沈思第一次覺得,涼州與燕州的距離,真遠。
不明異族對燕州城的襲擊,更象是一場為燕州城民眾特別安排的新春餘興節目。節度使紫葳親自督戰,已經很久沒有緊張過的燕州駐軍終於進入刀出鞘,箭上弦,甲冑不解的備戰狀態。而一干普通民眾更是擔漿送食,興奮的象參加一場喜宴。
畢竟,只是小股敵人啊。
柳清影抱著一把長刀,窩在燕州城牆的一個小角落裡打盹。
燕州城被襲前三日,柳清影還在與謝春光大打出手,拆了足太學院天文館一層樓,比諸先前打一架拆兩道街上的房子的記錄還差著些。只是兩名先生大打出手,各自的學生也揎拳捋袖,結果造成了燕州官學史無前例的一場群架,結果最後柳謝二人倒打成一致意見:老孃不幹了!甚麼讀書破萬卷,豈不聞凌煙閣上萬戶侯,哪個書生在上頭?

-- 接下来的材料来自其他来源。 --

PR #2059, opened 2021-04-22
updated transfer columns

olehyev138:
Update project transfer page table columns

See attached image for how it will look. It's not pixel perfect but is pretty close to how it will look.

Acceptance:

- Rename "Transfer Name" to "Transfer"

- Rename "Account" column to "To"

- Include the blockchain address of the recipient in the "To" column. This is the users primary wallet address for the project token's blockchain network

- Rename "Transferred By" to "From". The address is a link to the blockchain explorer.

- Only display the "Total Amount" of the transfer - not quantity or amount

- Move the verification to it's own column

- Status no longer includes the transaction "tx" link

- All status wallet payment and cancelation steps still work correctly

- History column includes the "tx" transaction link

- Transferred remains

- Remove created date


app/views/dashboard/transfers/_transfer.html.erb
```diff
@@ -18,7 +18,13 @@
     <label>account</label>
 
     <% if transfer.account %>
-      <%= render partial: "account", locals: {account: transfer.account} %>
+      <% sender_wallet_address = nil %>
```
aquabu, line 21: This is too much logic for the view. I recommend moving the logic to the decorator classes, unit testing the decorator classes and avoiding setting any variables in the view.

app/views/dashboard/transfers/_transfer.html.erb
```diff
@@ -38,48 +44,45 @@
...
+      <% account = transfer.account.decorate %>
+      <%= image_pack_tag "media/src/images/styleguide/icons/verification-#{account.verification_state}.svg", size: "15x15" %>
+      <%= account.verification_state&.capitalize %>
+    </div>
+  </div>
+
+  <div class="transfers-table__transfer__status">
+    <label>status</label>
+
+    <% if @project.token %>
```
aquabu, line 66: Just noticing that this code has too much logic for the view - much of which was already there. The view should make simpler checks and should avoid this amount of nested logic too avoid bugs.

I recommend moving the logic to decorators and adding additional unit testing it there.

aquabu (changes requested):

app/views/dashboard/transfers/_transfer.html.erb
aquabu, line 21: should not set variables in the view

app/views/dashboard/transfers/_transfer.html.erb
```diff
@@ -18,7 +18,13 @@
     <label>account</label>
 
     <% if transfer.account %>
-      <%= render partial: "account", locals: {account: transfer.account} %>
+      <% sender_wallet_address = nil %>
+      <% sender_wallet_url = nil %>
+      <% if transfer.paid? %>
+        <% sender_wallet_address = transfer.blockchain_transactions.succeed.last&.source %>
```
aquabu, line 24: move this `sender_wallet_address` logic to `transfer.sender_wallet_address` transfer decorator function with a unit test

app/views/dashboard/transfers/_transfer.html.erb
```diff
@@ -18,7 +18,13 @@
...
+        <% sender_wallet_url = sender_wallet_address && transfer.token ? transfer.token.blockchain.url_for_address_human(sender_wallet_address) : nil %>
```
aquabu, line 25: move this `sender_wallet_url` logic to `transfer.sender_wallet_url` transfer decorator function with a unit test

app/views/dashboard/transfers/_transfer.html.erb
```diff
@@ -18,7 +18,13 @@
...
+      <% end %>
+      <%= render partial: "account", locals: {account: transfer.account, wallet: sender_wallet_address, wallet_url: sender_wallet_url} %>
```
aquabu, line 27: use the `transfer` decorator methods for `transfer.sender_wallet_address` and `transfer.sender_wallet_url`

app/views/dashboard/transfers/_transfer.html.erb
aquabu, line 21: confirm that there is an feature spec that tests this larger if statement

app/views/dashboard/transfers/_transfer.html.erb
```diff
@@ -38,48 +44,45 @@
...
+      <%= account.verification_state&.capitalize %>
+    </div>
+  </div>
+
+  <div class="transfers-table__transfer__status">
+    <label>status</label>
+
+    <% if @project.token %>
+    <% if transfer.project.token&._token_type? %>
+    <% if current_account&.decorate&.can_send_awards?(transfer.project) %>
```
aquabu, line 68: `current_account&.decorate` can happen in the controller 
`can_send_awards?` should be a AwardPolicy check, also confirm it is unit tested.

app/views/dashboard/transfers/_transfer.html.erb
```diff
@@ -38,48 +44,45 @@
...
+      <% if transfer.token&.blockchain&.supported_by_ore_id? && current_account&.ore_id_account.nil? %>
```
aquabu, line 69: this can be moved to a `transfer` decorator method `transfer.payable_by_ore_id?(current_account)` and unit tested

app/views/dashboard/transfers/_transfer.html.erb
aquabu, line 68: In addition to unit testing make sure each of these conditions is testing in an feature integration test

app/views/dashboard/transfers/_transfer.html.erb
```diff
@@ -38,48 +44,45 @@
...
+        <div class="transfer-button">
+          <%= link_to 'link OREID', wallets_path %>
+        </div>
+      <% else %>
+        <%= render partial: "shared/transfer_button_admin", locals: { transfer: transfer } %>
       <% end %>
+    <% else %>
+      <% if transfer.recipient_address.blank? && current_account == transfer.account %>
```
aquabu, line 77: This logic looks overly complex and could be a source of bugs. Simplify this by removing this `set wallet` if branch and render `shared/transfer_button_public` which will display "needs wallet" if it needs one.

app/views/dashboard/transfers/_transfer.html.erb
```diff
@@ -92,14 +95,26 @@
...
+      –
+    <% end %>
+  </div>
 
-      <%= render partial: "transfer_history_button", locals: { transfer: transfer } %>
+  <div class="transfers-table__transfer__history">
+    <label>history</label>
+
+    <% if @project.token %>
+      <% if transfer.blockchain_transactions.size > 0 %>
```
aquabu, line 107: refactor `transfer.blockchain_transactions.size > 0` to the transfer decorator as `transfer.has_blockchain_transactions?` and unit test it.

aquabu (changes requested):

app/views/dashboard/transfers/_transfer.html.erb
olehyev138: so just remove the whole if-else statement and just put in transfer_button_public render?

olehyev138:
to solve some Test failed, need @Alexey1100's help

app/views/dashboard/transfers/_transfer.html.erb
aquabu: yes I think so. @Alexey1100 does that sound correct?

Alexey1100: It's a bit tricky yes, since `shared/transfer_button_public` is rendered for broadcast and doesn't know about current user and it's wallet. That's why the set wallet was extracted from there.

@aquabu You are right, the `needs wallet` message still will be displayed, but we will not be able to link contributor to wallets page as currently.

aquabu: ok - I think we can resolve in a future PR.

投筆從戎這四個字聽來很好,否則很難出現她在激憤的燕州官學登高一呼,應者如雲。偌大燕州官學,處處漫卷詩書,摔琴折簫,一時燕州劍貴。可是真正從了戎,才知道沙場寂寞遠超過想象。
從軍至今,連個匈奴的樣子都沒見著,反倒夜夜不能安枕,如此寒冬還要在城頭值守。書生意氣,果然是要害死人的。
“錚”的一聲,一隻鐵鉤搭上了牆頭。沒多久,一條黑影悄沒聲息沿著繩索爬上來――對於傳說中的武林高手來說,燕州這種常規城牆的高度,還真不足以造成障礙。但是起初鐵鉤搭上牆頭的響聲,足夠上訓練有素的軍士陡生警覺。
但是在凍透骨髓的冬夜裡,柳清影這種非常規軍人與傳說中的武林高手的遭遇戰,真不知到底是禍是福。
不過無論如何,不明異族入侵的第二次攻城,終歸還是開始了。